Statistical analysis
All data were expressed as the mean ± standard error of the mean (SEM). The two-tailed Student’s t-test was used to compare the two groups, and one-way analysis of variance (ANOVA) was implemented for comparisons among multiple groups. Statistically significant differences were indicated by *P < 0.05 or **P < 0.01 between the indicated groups. All statistical analyses were performed using SPSS 18.0 statistical software (SPSS Inc., Chicago, IL, USA).
Results
OP-BMMSCs show decreased osteogenic potential and impaired mitochondrial antioxidant functions
BMMSCs from osteoporotic rats showed strong expression of CD29 and CD90 markers, while negative for CD34 or CD45, suggesting the similar cell surface expression to that of MSCs (Supplementary Fig. S1A). The proliferation of OP-BMMSCs was significantly lower than that of normal BMMSCs (N-BMMSCs) (Supplementary Fig. S1B). After a 21-day osteogenic induction, the mineral deposition level of OP-BMMSCs was 83.7% lower than that of N-BMMSCs (Fig. 1A and B), and the transcription levels of osteogenic markers in OP-BMMSCs, including Runx2, Sp7 and Bglap, were significantly down-regulated (Fig. 1C). Compared with N-BMMSCs, the enzyme activity of total GPx in OP-BMMSCs was significantly decreased by 43.9% (Fig. 1D), and the transcription and protein levels of GPx1 were significantly down-regulated by 36.0% and 32.2%, respectively (Fig. 1E and F; Supplementary Fig. S1C). In addition, intracellular ROS and mitochondrial superoxide levels of OP-BMMSCs were 1.8- and 3.8-fold higher than those of N-BMMSCs, respectively (Fig. 1G and H). Compared with N-BMMSCs, ATP concentration and Mitochondrial membrane potential (MMP) level of OP-BMMSCs were significantly reduced by 40.7% and 65.1%, respectively (Fig. 1I and J; Supplementary Fig. S1D). Concerning mitochondrial respiratory chain function, both the transcription and protein levels of mitochondrial respiratory factors of OP-BMMSCs, including SDHA, COX4, ATP5A and ND4, were significantly down-regulated (Fig. 1K and L; Supplementary Fig. S1E).

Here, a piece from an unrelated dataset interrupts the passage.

PR #389, opened 2017-11-16
Ignore netlink messages for old interface during swss restart

prsunny:
**What I did**
In netlink process for link events, a new interface creation always comes without a _master_ or _admin_ status set to iff_up.  These are set after the interface is created. In this way, if the first netlink message comes with master set,  add it to `old-interface-map` and ignore this and all subsequent netlink message for this `ifIndex`.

In vitro supplementation with Na2SeO3 rescued the osteogenic differentiation of OP-BMMSCs
To investigate the effects of Na2SeO3 on OP-BMMSCs in vitro, the cells were treated with 10, 100 nM and 1 μM of Na2SeO3. The proliferation of OP-BMMSCs was significantly improved by treatment with 100 nM of Na2SeO3, while it was significantly inhibited at the concentration of 1 μM (Fig. 2A). Real-time RT-PCR revealed that the transcription levels of osteogenic markers were significantly up-regulated with the treatment of Na2SeO3 (Fig. 2B). After a 21-day osteogenic induction, treatments with 10 and 100 nM of Na2SeO3 significantly increased the matrix mineralization of OP-BMMSCs that were 1.3- and 2.4-fold higher than that of the control (CTRL) group, respectively (Fig. 2C and D).
In vitro Na2SeO3 restored the mitochondrial antioxidant functions of OP-BMMSCs
After treating with Na2SeO3in vitro, the GPx enzyme activity of OP-BMMSCs was significantly increased by 1.7-fold at 10 nM and 2.3-fold at 100 nM compared with the CTRL group (Fig. 3A). In addition, the transcription level of Gpx1 was significantly increased by 2.0-fold in the 10 nM group and 2.9-fold in the 100 nM group (Fig. 3B). Western blot confirmed that treatment with Na2SeO3 could significantly enhance the protein expression of GPx1 in OP-BMMSCs (Fig. 3C; Supplementary Fig. S2A).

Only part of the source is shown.